◆ WHAT IS REQUIRED
All records that follow are to be output exactly.

------

PR #7603, opened 2026-08-25
base: allow access to one dimensional base array in `array2`/`3`

simonvonhackewitz:
follow up to #7597

### DIFF
--- a/modules/base/src/array2.fz
+++ b/modules/base/src/array2.fz
@@ -36,6 +36,15 @@ private:public array2(
 
       # the underlying one dimensional array
       #
+      # multidimensional indices are mapped to one dimensional indices as follows:
+      #
+      # [x,y] -> [x * length1 + y]
+      #
+      # resulting in the order:
+      #
+      # arr[0,0], arr[0,1], arr[0,2], ..., arr[1,0], arr[1,1], arr[1,2], ...,
+      # arr[2,0], arr[2,1], arr[2,2], ...
+      #
       public base array T,
       _ unit,
       _ unit) : property.hashable
--- a/modules/base/src/array2.fz
+++ b/modules/base/src/array2.fz
@@ -31,11 +31,14 @@
 # two index parameters.
 #
 private:public array2(
-       T type,
-       public length0, length1 i64,
-       module base array T,
-       _ unit,
-       _ unit) : property.hashable
+      T type,
+      public length0, length1 i64,
+
+      # the underlying one dimensional array
+      #
+      public base array T,
+      _ unit,
+      _ unit) : property.hashable
   pre
     safety: length0 ≥ 0
     safety: length1 ≥ 0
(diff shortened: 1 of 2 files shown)


simonvonhackewitz:
I'm open to suggestions for a better name.

modules/base/src/array2.fz
```diff
@@ -129,6 +129,11 @@ is
     array2.this.base[i1.as_i64 * length1 + i2.as_i64]
 
 
+  # returns this two dimensional array as a one dimensional one by flattening it
+  #
```
fridis: This suggests that this has performance `O(length0*length1)`, while it has `O(1)`. Better say

```suggestion
  # returns the underlying one dimensional array 
  #
```

modules/base/src/array3.fz
```diff
@@ -133,6 +133,11 @@ is
     array3.this.base[(i0.as_i64 * length1 + i1.as_i64) * length2 + i2.as_i64]
 
 
+  # returns this three dimensional array as a one dimensional one by flattening it
```
fridis: As above, should not suggest that this is expensive.

modules/base/src/array2.fz
```diff
@@ -129,6 +129,11 @@ is
...
+  public as_flat array T => base
```
fridis: Maybe `base_array` would be a better name? Or do not add any feature but make `base` public?

fridis (changes requested):
I do not think that we really need to hide the underlying array implementation, we could just make `base` public and add the documentation to that field.

modules/base/src/array2.fz
```diff
@@ -31,11 +31,14 @@
...
-       T type,
-       public length0, length1 i64,
-       module base array T,
-       _ unit,
-       _ unit) : property.hashable
+      T type,
+      public length0, length1 i64,
+
+      # the underlying one dimensional array
+      #
```
fridis, line 38: I think it would be good to explain how the indices are mapped, i.e., does 

`base[0]`,  `base[1]`,  `base[2]`, ..., `base[length0-1]`, `base[length0]`, ...

correspond to

`array2.this[0,0]`, `array2.this[1,0]`, `array2.this[2,0]`, ..., `array2.this[length0-1,0]`, `array2.this[0, 1]`, ...

or does  

`base[0]`,  `base[1]`,  `base[2]`, ..., `base[length1-1]`, `base[length1]`, ...

correspond to

`array2.this[0,0]`, `array2.this[0,1]`, `array2.this[0,2]`, ..., `array2.this[0,length1-1]`, `array2.this[1,0]`, ...

?

modules/base/src/array3.fz
```diff
@@ -31,11 +31,14 @@
...
-       public length0, length1, length2 i64,
-       module base array T,
-       _ unit,
-       _ unit)
+      T type,
+      public length0, length1, length2 i64,
+
+      # the underlying one dimensional array
+      #
+      public base array T,
```
fridis, line 49: A similar comment on the mapping of indices as above would be good.

fridis (changes requested):
I like this simpler solution!

Only would like to see some more documentation on how `base` maps to the 2-/3-dimensional array, see details below.

fridis (approved):
nice!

------

◆ WRITTEN SOLUTION
PR #7603, opened 2026-08-25
base: allow access to one dimensional base array in `array2`/`3`

simonvonhackewitz:
follow up to #7597

### DIFF
--- a/modules/base/src/array2.fz
+++ b/modules/base/src/array2.fz
@@ -36,6 +36,15 @@ private:public array2(
 
       # the underlying one dimensional array
       #
+      # multidimensional indices are mapped to one dimensional indices as follows:
+      #
+      # [x,y] -> [x * length1 + y]
+      #
+      # resulting in the order:
+      #
+      # arr[0,0], arr[0,1], arr[0,2], ..., arr[1,0], arr[1,1], arr[1,2], ...,
+      # arr[2,0], arr[2,1], arr[2,2], ...
+      #
       public base array T,
       _ unit,
       _ unit) : property.hashable
--- a/modules/base/src/array2.fz
+++ b/modules/base/src/array2.fz
@@ -31,11 +31,14 @@
 # two index parameters.
 #
 private:public array2(
-       T type,
-       public length0, length1 i64,
-       module base array T,
-       _ unit,
-       _ unit) : property.hashable
+      T type,
+      public length0, length1 i64,
+
+      # the underlying one dimensional array
+      #
+      public base array T,
+      _ unit,
+      _ unit) : property.hashable
   pre
     safety: length0 ≥ 0
     safety: length1 ≥ 0
(diff shortened: 1 of 2 files shown)


simonvonhackewitz:
I'm open to suggestions for a better name.

modules/base/src/array2.fz
```diff
@@ -129,6 +129,11 @@ is
     array2.this.base[i1.as_i64 * length1 + i2.as_i64]
 
 
+  # returns this two dimensional array as a one dimensional one by flattening it
+  #
```
fridis: This suggests that this has performance `O(length0*length1)`, while it has `O(1)`. Better say

```suggestion
  # returns the underlying one dimensional array 
  #
```

modules/base/src/array3.fz
```diff
@@ -133,6 +133,11 @@ is
     array3.this.base[(i0.as_i64 * length1 + i1.as_i64) * length2 + i2.as_i64]
 
 
+  # returns this three dimensional array as a one dimensional one by flattening it
```
fridis: As above, should not suggest that this is expensive.

modules/base/src/array2.fz
```diff
@@ -129,6 +129,11 @@ is
...
+  public as_flat array T => base
```
fridis: Maybe `base_array` would be a better name? Or do not add any feature but make `base` public?

fridis (changes requested):
I do not think that we really need to hide the underlying array implementation, we could just make `base` public and add the documentation to that field.

modules/base/src/array2.fz
```diff
@@ -31,11 +31,14 @@
...
-       T type,
-       public length0, length1 i64,
-       module base array T,
-       _ unit,
-       _ unit) : property.hashable
+      T type,
+      public length0, length1 i64,
+
+      # the underlying one dimensional array
+      #
```
fridis, line 38: I think it would be good to explain how the indices are mapped, i.e., does 

`base[0]`,  `base[1]`,  `base[2]`, ..., `base[length0-1]`, `base[length0]`, ...

correspond to

`array2.this[0,0]`, `array2.this[1,0]`, `array2.this[2,0]`, ..., `array2.this[length0-1,0]`, `array2.this[0, 1]`, ...

or does  

`base[0]`,  `base[1]`,  `base[2]`, ..., `base[length1-1]`, `base[length1]`, ...

correspond to

`array2.this[0,0]`, `array2.this[0,1]`, `array2.this[0,2]`, ..., `array2.this[0,length1-1]`, `array2.this[1,0]`, ...

?

modules/base/src/array3.fz
```diff
@@ -31,11 +31,14 @@
...
-       public length0, length1, length2 i64,
-       module base array T,
-       _ unit,
-       _ unit)
+      T type,
+      public length0, length1, length2 i64,
+
+      # the underlying one dimensional array
+      #
+      public base array T,
```
fridis, line 49: A similar comment on the mapping of indices as above would be good.

fridis (changes requested):
I like this simpler solution!

Only would like to see some more documentation on how `base` maps to the 2-/3-dimensional array, see details below.

fridis (approved):
nice!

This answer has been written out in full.